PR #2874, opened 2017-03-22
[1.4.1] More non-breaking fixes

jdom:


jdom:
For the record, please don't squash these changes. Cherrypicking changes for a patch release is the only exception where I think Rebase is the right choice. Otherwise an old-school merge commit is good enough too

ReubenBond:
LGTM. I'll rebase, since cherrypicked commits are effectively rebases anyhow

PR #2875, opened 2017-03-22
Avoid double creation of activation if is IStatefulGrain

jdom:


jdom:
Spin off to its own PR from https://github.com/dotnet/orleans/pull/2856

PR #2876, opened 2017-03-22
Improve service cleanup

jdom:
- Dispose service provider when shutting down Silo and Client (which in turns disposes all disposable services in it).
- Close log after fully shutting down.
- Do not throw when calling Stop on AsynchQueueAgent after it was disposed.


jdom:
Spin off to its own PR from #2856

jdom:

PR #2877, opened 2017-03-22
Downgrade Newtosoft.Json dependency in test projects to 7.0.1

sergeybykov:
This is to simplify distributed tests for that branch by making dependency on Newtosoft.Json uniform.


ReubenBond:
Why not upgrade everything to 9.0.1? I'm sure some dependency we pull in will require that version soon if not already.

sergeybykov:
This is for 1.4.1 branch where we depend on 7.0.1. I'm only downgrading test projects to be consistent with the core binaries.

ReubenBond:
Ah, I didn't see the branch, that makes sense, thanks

※ ※ ※

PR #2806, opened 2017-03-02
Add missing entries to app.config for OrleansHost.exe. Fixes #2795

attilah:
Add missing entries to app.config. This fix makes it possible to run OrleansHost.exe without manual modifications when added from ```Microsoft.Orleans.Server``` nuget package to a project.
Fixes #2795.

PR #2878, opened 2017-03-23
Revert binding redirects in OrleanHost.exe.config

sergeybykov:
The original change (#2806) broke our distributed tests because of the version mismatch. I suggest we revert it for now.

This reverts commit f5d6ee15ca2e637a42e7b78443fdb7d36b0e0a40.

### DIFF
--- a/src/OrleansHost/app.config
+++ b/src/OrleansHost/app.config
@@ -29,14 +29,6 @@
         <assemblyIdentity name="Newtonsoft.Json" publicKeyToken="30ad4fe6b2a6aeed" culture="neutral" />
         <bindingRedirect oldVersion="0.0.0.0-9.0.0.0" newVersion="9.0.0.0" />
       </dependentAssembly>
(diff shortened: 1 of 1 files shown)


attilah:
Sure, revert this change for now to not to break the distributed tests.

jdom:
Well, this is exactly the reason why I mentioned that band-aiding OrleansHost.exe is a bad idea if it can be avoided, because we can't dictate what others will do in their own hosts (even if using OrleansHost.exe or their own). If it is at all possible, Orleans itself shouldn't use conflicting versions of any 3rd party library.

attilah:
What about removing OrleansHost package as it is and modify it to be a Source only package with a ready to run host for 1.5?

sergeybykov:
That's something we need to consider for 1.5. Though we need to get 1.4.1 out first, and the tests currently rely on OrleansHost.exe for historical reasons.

※ ※ ※

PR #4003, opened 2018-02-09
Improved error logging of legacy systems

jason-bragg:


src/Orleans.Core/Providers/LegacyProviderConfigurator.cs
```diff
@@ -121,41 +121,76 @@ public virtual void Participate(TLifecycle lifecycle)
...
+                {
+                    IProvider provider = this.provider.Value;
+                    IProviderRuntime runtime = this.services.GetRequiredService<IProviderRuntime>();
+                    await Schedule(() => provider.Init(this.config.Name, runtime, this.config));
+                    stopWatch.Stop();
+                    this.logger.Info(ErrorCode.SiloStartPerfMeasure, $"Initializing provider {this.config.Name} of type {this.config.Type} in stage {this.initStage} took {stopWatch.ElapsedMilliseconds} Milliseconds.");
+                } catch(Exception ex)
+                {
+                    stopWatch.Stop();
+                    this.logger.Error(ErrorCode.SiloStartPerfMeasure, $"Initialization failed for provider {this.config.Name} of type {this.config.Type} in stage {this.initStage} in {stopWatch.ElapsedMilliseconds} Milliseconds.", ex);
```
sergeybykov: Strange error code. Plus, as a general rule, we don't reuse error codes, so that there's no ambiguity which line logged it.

※ ※ ※

• _Activity_
Lines holding the string "SiloStartPerfMeasure" must be copied out of the entries above.

• _Solution to this task_
+                    this.logger.Info(ErrorCode.SiloStartPerfMeasure, $"Initializing provider {this.config.Name} of type {this.config.Type} in stage {this.initStage} took {stopWatch.ElapsedMilliseconds} Milliseconds.");
+                    this.logger.Error(ErrorCode.SiloStartPerfMeasure, $"Initialization failed for provider {this.config.Name} of type {this.config.Type} in stage {this.initStage} in {stopWatch.ElapsedMilliseconds} Milliseconds.", ex);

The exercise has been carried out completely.